SNARK 20050129b May 2005 Technicality - interprets cons/2 and hence finds some proofs that don't exist for problem that use cons as a predicate, e.g., COL094-2
Mace2 2.2 June 2004 Found SYN071-1 to be satisfiable, while testing for CASC-J2
Mace4 2003-B May 2004 Bug in clausifier exposed by finding ALG140+1 to be satisfiable
E-SETHEO csp03 May 2004 Found SWC128-1 to be satisfiable
CiME 2 July 2003 Found contradiction in output, both ways, e.g.,
BOO036-1 has satisfiable status; CiME 2 says it has found a theorem
COL053-1 has unsatisfiable status; CiME 2 says it has found a satisfiable
TGTP C-15 June 2003 Claessen pointed out TGTP proofs for satisfiable sets
MUSCADET 2.3 June 2002 Found a proof for non-theorems, e.g., NLP043+1.p
MUSCADET 2.0 June 2001 Failed soundess testing for CASC-JC, due to an internal use of a symbol that occured as a predicate. Fixed for CASC-JC.
Gandalf c2.1 March 2001 Reported that some satisfiable sets were unsatisfiable. This is the version of Gandalf that competed in CASC-17. Found in testing by Geoff.
Vampire 1.17 March 2001 Reported that some unsatisfiable sets were satisfiable. Found in testing of this non-public Vampire release, by Geoff.
E 0.5 August 1999 See the E-SETHEO report above. Disqualified from being ranked in CASC-16, but the data from the competition is still valid.
E-SETHEO 99csp August 1999 Change in TPTP problem status (set as unsatisfiable by E-SETHEO results data submitted to the collection) conflicted with the results data. Problem traced to the E 0.5 component. Disqualified from being ranked in CASC-16, but the data from the competition is still valid.

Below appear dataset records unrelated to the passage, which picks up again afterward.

PR #2153, opened 2025-05-13
feat: Propagate W3C trace context headers from clients

### LINKED ISSUE #2097: Support http header trace propagation

Right now, if the openai client is instrumented with opentelemetry, it doesn't join the server-side trace. Instead, you get two traces like this:

instrumented openai client
Image

llama-stack with trace sinks
Image

The most typical use case of distributed tracing is to see traces that cross RPC boundaries. Until propagation flows (e.g. w3c traceparent and/or b3 headers), an application cannot see its side effects on the server, or understand latency or failures knowable on the server side.

### Other thoughts

Here's a test script I use which when run with `uv` applies the env. e.g. `uv run -q --env-file .env main.py`

```python
# /// script
# dependencies = [
#     "openai",
#     "elastic-opentelemetry",
#     "elastic-opentelemetry-instrumentation-openai",
#     "opentelemetry-instrumentation-httpx"
# ]
# ///
import argparse
import os

import openai
from opentelemetry.instrumentation import auto_instrumentation

auto_instrumentation.initialize()

CHAT_MODEL = os.environ["CHAT_MODEL"]


def main():
    parser = argparse.ArgumentParser(description="OpenTelemetry-Enabled OpenAI Test Client")
    parser.add_argument(
        "--use-responses-api", action="store_true", help="Use the responses API instead of chat completions."
    )
    args = parser.parse_args()

    client = openai.Client()

    messages = [
        {
            "role": "user",
            "content": "Answer in up to 3 words: Which ocean contains Bouvet Island?",
        }
    ]
    extra_body = {"chat_template_kwargs": {"enable_thinking": False}}
    if args.use_responses_api:
            model=CHAT_MODEL, input=messages[0]["content"], temperature=0, extra_body=extra_body
        )
        print(response.output[0].content[0].text)
    else:
        chat_completion = client.chat.completions.create(
            model=CHAT_MODEL, messages=messages, temperature=0, extra_body=extra_body
        )
        print(chat_completion.choices[0].message.content)


if __name__ == "__main__":
    main()
```

Here's the ENV
```
# Variables used in test script (except CHAT_MODEL these are OpenAI defaults)
OPENAI_BASE_URL=http://localhost:8321/v1/openai/v1
OPENAI_API_KEY=unused
CHAT_MODEL=llama3.2:1b

# Variable name used by llama-stack
INFERENCE_MODEL=llama3.2:1b

# OpenTelemetry configuration
TELEMETRY_SINKS=otel_trace,otel_metric
OTEL_SERVICE_NAME=llama-stack
```

bbrowning:
# What does this PR do?

This extracts the W3C trace context headers (traceparent and tracestate) from incoming requests, stuffs them as attributes on the spans we create, and uses them within the tracing provider implementation to actually wrap our spans in the proper context.

What this means in practice is that when a client (such as an OpenAI client) is instrumented to create these traces, we'll continue that distributed trace within Llama Stack as opposed to creating our own root span that breaks the distributed trace between client and server.

It's slightly awkward to do this in Llama Stack because our Tracing API knows nothing about opentelemetry, W3C trace headers, etc - that's only knowledge the specific provider implementation has. So, that's why the trace headers get extracted by in the server code but not actually used until the provider implementation to form the proper context.

This also centralizes how we were adding the `__root__` and `__root_span__` attributes, as those two were being added in different parts of the code instead of from a single place.

Closes #2097

## Test Plan

This was tested manually using the helpful scripts from #2097. I verified that Llama Stack properly joined the client's span when the client was instrumented for distributed tracing, and that Llama Stack properly started its own root span when the incoming request was not part of an existing trace.

Here's an example of the joined spans:

Screenshot 2025-05-13 at 8 46 09 AM

### DIFF
--- a/llama_stack/distribution/server/server.py
+++ b/llama_stack/distribution/server/server.py
@@ -259,7 +259,18 @@ class TracingMiddleware:
             logger.debug(f"No matching endpoint found for path: {path}, falling back to FastAPI")
             return await self.app(scope, receive, send)
 
-        trace_context = await start_trace(trace_path, {"__location__": "server", "raw_path": path})
+        trace_attributes = {"__location__": "server", "raw_path": path}
+
+        # Extract W3C trace context headers and store as trace attributes
+        headers = dict(scope.get("headers", []))
+        traceparent = headers.get(b"traceparent", b"").decode()
+        if traceparent:
+            trace_attributes["traceparent"] = traceparent
+        tracestate = headers.get(b"tracestate", b"").decode()
+        if tracestate:
+            trace_attributes["tracestate"] = tracestate
+
+        trace_context = await start_trace(trace_path, trace_attributes)
 
         async def send_with_trace_id(message):
             if message["type"] == "http.response.start":
--- a/llama_stack/providers/inline/telemetry/meta_reference/telemetry.py
+++ b/llama_stack/providers/inline/telemetry/meta_reference/telemetry.py
@@ -16,6 +16,7 @@ from opentelemetry.sdk.resources import Resource
 from opentelemetry.sdk.trace import TracerProvider
 from opentelemetry.sdk.trace.export import BatchSpanProcessor
 from opentelemetry.semconv.resource import ResourceAttributes
+from opentelemetry.trace.propagation.tracecontext import TraceContextTextMapPropagator
 
 from llama_stack.apis.telemetry import (
     Event,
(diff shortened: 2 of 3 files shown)


ashwinb:
What minimal bit would you add to our Telemetry API so it is natively aware of these things? Would the server still not need to extract these somehow and stash them into the in memory session somewhere to be used by the providers?

ashwinb (approved):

HOTTER 0.0 CASC-16, July 1999 Failed soundness testing. One binary used in both the prover and the model generator. Failed first one way, repaired and failed the other way, repaired again and failed back the first way. Both versions disqualified by panel.
Vampire 0.0 May 1999 Data submitted to the results collection conflicted. Repaired for CASC-16.

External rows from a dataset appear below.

PR #2160, opened 2025-05-14
feat: Add webmethod for deleting openai responses

### LINKED ISSUE #2077: Responses API: Delete a response API endpoint

We're missing the API endpoint to delete Responses from the conversation state - see https://platform.openai.com/docs/api-reference/responses/delete .

It's part of the Responses API, so would be needed for 100% coverage. I don't know how often it would be used with Llama Stack, but for completeness sake and because it shouldn't be a large lift, we should probably implement it.

### Other thoughts

_No response_

2000krysztof:
# What does this PR do?
This PR creates a webmethod for deleting open AI responses, adds and implementation for it and makes an integration test for the OpenAI delete response method.

# (Closes #2077)

## Test Plan
Ran the standard tests and the pre-commit hooks and the unit tests.

# (## Documentation)
For this pr I made the routes and implementation based on the current get and create methods. The unit tests were not able to handle this test due to the mock interface in use, which did not allow for effective CRUD to be tested. I instead created an integration test to match the existing ones in the test_openai_responses.

### DIFF
--- a/docs/openapi_generator/pyopenapi/utility.py
+++ b/docs/openapi_generator/pyopenapi/utility.py
@@ -156,7 +156,7 @@ def _validate_api_delete_method_returns_none(method) -> str | None:
     
     # Allow OpenAI endpoints to return response objects since they follow OpenAI specification
     method_name = getattr(method, '__name__', '')
-    if method_name.startswith('openai_'):
+    if method_name.__contains__('openai_'):
         return None
     
     if return_type is not None and return_type is not type(None):
--- a/docs/_static/llama-stack-spec.html
+++ b/docs/_static/llama-stack-spec.html
@@ -817,6 +817,90 @@
                 ]
             }
         },
+        "/v1/openai/v1/responses/{response_id}": {
+            "get": {
+                "responses": {
+                    "200": {
+                        "description": "An OpenAIResponseObject.",
+                        "content": {
+                            "application/json": {
+                                "schema": {
+                                    "$ref": "#/components/schemas/OpenAIResponseObject"
+                                }
+                            }
+                        }
+                    },
+                    "400": {
+                        "$ref": "#/components/responses/BadRequest400"
+                    },
+                    "429": {
+                        "$ref": "#/components/responses/TooManyRequests429"
+                    },
+                    "500": {
+                        "$ref": "#/components/responses/InternalServerError500"
+                    },
+                    "default": {
+                        "$ref": "#/components/responses/DefaultError"
+                    }
+                },
+                "tags": [
+                    "Agents"
+                ],
+                "description": "Retrieve an OpenAI response by its ID.",
+                "parameters": [
+                    {
+                        "name": "response_id",
+                        "in": "path",
+                        "description": "The ID of the OpenAI response to retrieve.",
+                        "required": true,
+                        "schema": {
+                            "type": "string"
+                        }
+                    }
+                ]
+            },
+            "delete": {
+                "responses": {
+                    "200": {
+                        "description": "An OpenAIDeleteResponseObject",
+                        "content": {
+                            "application/json": {
+                                "schema": {
+                                    "$ref": "#/components/schemas/OpenAIDeleteResponseObject"
+                                }
+                            }
+                        }
+                    },
+                    "400": {
+                        "$ref": "#/components/responses/BadRequest400"
+                    },
+                    "429": {
+                        "$ref": "#/components/responses/TooManyRequests429"
+                    },
+                    "500": {
+                        "$ref": "#/components/responses/InternalServerError500"
+                    },
+                    "default": {
+                        "$ref": "#/components/responses/DefaultError"
+                    }
+                },
+                "tags": [
+                    "Agents"
+                ],
+                "description": "Delete an OpenAI response by its ID.",
+                "parameters": [
+                    {
+                        "name": "response_id",
+                        "in": "path",
+                        "description": "The ID of the OpenAI response to delete.",
+                        "required": true,
+                        "schema": {
+                            "type": "string"
+                        }
+                    }
+                ]
+            }
+        },
         "/v1/inference/embeddings": {
             "post": {
                 "responses": {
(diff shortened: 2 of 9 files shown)


leseb (changes requested):
Please add a test in `tests/unit/providers/agents/meta_reference/test_openai_responses.py`. Thanks!

bbrowning (changes requested):
This is missing the actual implementation of `delete_openai_response` in the provider.

2000krysztof:
> This is missing the actual implementation of `delete_openai_response` in the provider.

Yeah I have done that too, I will update the PR with that.
I also noticed that there are no tests for the create_openai_response and the get_openai_response.
Also the responses return a corutine object instead of the actual object so when you call it in the tests you cannot await it in there. I think the way things are being awaited needs to be reworked for create_openai_response and the get_openai_response

bbrowning:
> > This is missing the actual implementation of `delete_openai_response` in the provider.
> 
> Yeah I have done that too, I will update the PR with that. I also noticed that there are no tests for the create_openai_response and the get_openai_response. Also the responses return a corutine object instead of the actual object so when you call it in the tests you cannot await it in there. I think the way things are being awaited needs to be reworked for create_openai_response and the get_openai_response

There are a number of unit tests - including for create_openai_response - at tests/unit/providers/agents/meta_reference/test_openai_responses.py. Additionally, we have some verification tests (ie real-world integration tests) at tests/verifications/openai_api/test_responses.py that do exercise and test both create and get of responses.

With regards to the point about returning a coroutine, that's expected and working as it should I believe. Look at some of our existing tests I pointed out to see how to properly run and await results of these methods.

2000krysztof:
> > > This is missing the actual implementation of `delete_openai_response` in the provider.
> > 
> > 
> > Yeah I have done that too, I will update the PR with that. I also noticed that there are no tests for the create_openai_response and the get_openai_response. Also the responses return a corutine object instead of the actual object so when you call it in the tests you cannot await it in there. I think the way things are being awaited needs to be reworked for create_openai_response and the get_openai_response
> 
> There are a number of unit tests - including for create_openai_response - at tests/unit/providers/agents/meta_reference/test_openai_responses.py. Additionally, we have some verification tests (ie real-world integration tests) at tests/verifications/openai_api/test_responses.py that do exercise and test both create and get of responses.
> 
> With regards to the point about returning a coroutine, that's expected and working as it should I believe. Look at some of our existing tests I pointed out to see how to properly run and await results of these methods.

Thank you for the clarification, I must have been working in the wrong file then. In that case would it make more sense to implement the tests inside of tests/verifications/openai_api/test_responses.py alongside theses tests instead of tests/unit/providers/agents/meta_reference/test_openai_responses.py ?

2000krysztof:
I wanted to use the get_openai_response inside of the test_delete_openai_response but I can't find coverage for that function anywhere, also when I try to call it with a random key and print it, still produces a value I think this might need a separate issue, but I would like your opinion on that @bbrowning. 
An example use case is
resp = await openai_responses_impl.get_openai_response(id="fake_id")
this calls get_openai_response which calls  _get_previous_response_with_input and there we a line  

response_json = await self.persistence_store.get(key=key)
The issue with that is that no matter what the key is that is passed in it will always return something even when the key does not exist.
This means that the following if block is unreachable
        if response_json is None:
            raise ValueError(f"OpenAI response with id '{id}' not found")

2000krysztof:
> My original requested changes have been made. I pulled the PR locally, ran the new tests, and things passed. And, I'm able to manually delete a response which is great!
> 
> However, we need to adjust the return value of the delete call. Right now it returns a 200 but no body, and we want to return a response compatible with the OpenAI APIs for deleting responses. Here's the OpenAPI spec for that response - https://github.com/openai/openai-openapi/blob/498c71ddf6f1c45b983f972ccabca795da211a3e/openapi.yaml#L23030-L23042 - it should be a JSON object with `id` (the deleted response id), `object` key with value of `response`, and `deleted` key with value of `true`.
> 
> Is this something you feel comfortable doing? If not, we can assist to get this in.

Yeah I encountered that issue too. But in order to do that we need to rework the pre commit checks. The way they currently work is that they require the delete requests to always return None.
https://github.com/meta-llama/llama-stack/blob/3c9a10d2fefb94b4a1e9422515726789402940f4/docs/openapi_generator/pyopenapi/utility.py#L228-L229

What do you think @bbrowning

bbrowning:
I believe the linked code generation already handles (or at least attempts to handle) the fact that OpenAI-compatible API delete methods need to return objects. See a few lines below where you linked in the code where it handles this.

2000krysztof:
Thank you @bbrowning I found out why the method was not working as expected so I fixed it. The pre-commit checks have passed so I could define a new schema.

ChristianZaccaria (approved):
/lgtm thanks!

Hi @leseb, do you think this PR could be merged if you have the time?

docs/openapi_generator/pyopenapi/utility.py
```diff
@@ -156,7 +156,7 @@ def _validate_api_delete_method_returns_none(method) -> str | None:
     
     # Allow OpenAI endpoints to return response objects since they follow OpenAI specification
     method_name = getattr(method, '__name__', '')
-    if method_name.startswith('openai_'):
+    if method_name.__contains__('openai_'):
```
leseb, line 159: Is this fixing something?

2000krysztof: This change is here because the openai endpoints are not prefixed with openai_ but instead it is placed in the middle of the function name. For example for example we have delete_openai_response. The way it was previously it was expecting the format openai_delete_response. But most of the things follow the previous format.

leseb (approved):

leseb:
I'm not sure why pre-commit passed in the CI here and is failing for me locally now.

leseb:
@2000krysztof do you mind looking into?

```
mypy.....................................................................Failed
- hook id: mypy
- exit code: 1

llama_stack/providers/utils/responses/responses_store.py:119: error: Missing positional argument "policy" in call to "fetch_one" of "AuthorizedSqlStore"  [call-arg]
llama_stack/providers/utils/responses/responses_store.py:122: error: "AuthorizedSqlStore" has no attribute "delete"  [attr-defined]
Found 2 errors in 1 file (checked 403 source files)
```

leseb:
https://github.com/meta-llama/llama-stack/pull/2550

Bliksem 1.00 August 1998 Busted after CASC-15, after an "impressive performance". Disqualified from CASC-15. Repaired in Bliksem v1.01.
PROTEIN V2.00 (I think) Early 1997 (I think) Data submitted to the results collection conflicted. Repaired for CASC-14.
I-THOP Early 1997 Data submitted to the results collection conflicted. Repaired for CASC-14.
Violet CASC-13, July 1996 Failed soundness testing, due to error in equality transformation. Repaired in time for the competition.
CLIN Ages ago Data submitted to the results collection conflicted. Can't recall how this was resolved.
Otter 3.0.? Ages ago Busted on a technicality, as Otter interpreted any predicate starting with eq as equality. TPTP has predicates other than equal/2 starting with eq. New Otter flag tptp_eq introduced to fix it.